[Collected data entries]
◆ ◆ ◆
PR #2843, opened 2021-12-27
chore(kamelet): remove bean and ref error handler types

### LINKED ISSUE #2815: KameletBinding - Make error handler more simpler
A binding is intended to be high level and fairly simple.
https://camel.apache.org/camel-k/1.7.x/kamelets/kameletbindings-error-handler.html

I wonder if we have not made the error handler a bit too complex with the `bean` and `ref`. What is the purpose of those. As they require the user to implement a custom error handler builder (which nobody really does in core camel).

I wonder if we can deprecate and remove those, or did you find a use-case for them somehow in camel-k?

squakez:
* Remove `bean` and `ref` error handlers
* Deprecate `dead-letter-channel` in favour of `sink`

Closes #2815 

**Release Note**
```release-note
chore(kamelet): polish error handler
```


squakez:
FYI @davsclaus

davsclaus (approved):

davsclaus:
Added ticket for camel core to support sink
https://issues.apache.org/jira/browse/CAMEL-17388

squakez:
> Added ticket for camel core to support sink https://issues.apache.org/jira/browse/CAMEL-17388

Thanks @davsclaus. I understand the issue opened for camel core is to take the opportunity and rename the definition in the core as well. However that is not required for Camel K, as we rely on the configuration of the `org.apache.camel.builder.DeadLetterChannelBuilder` class. If we changed the Builder class name, then we'd need to sync the implementation for Camel K as well.

davsclaus:
Yeah its not a problem for camel-k, its for camel core itself, with camel-jbang/karavan where we can load kamelet binding files also (for development)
◆ ◆ ◆
▸ **PROBLEM REQUIREMENTS**:
Answer only with the count of lines in the records that include the string "jira".

▸ **PROBLEM SOLUTION**:
2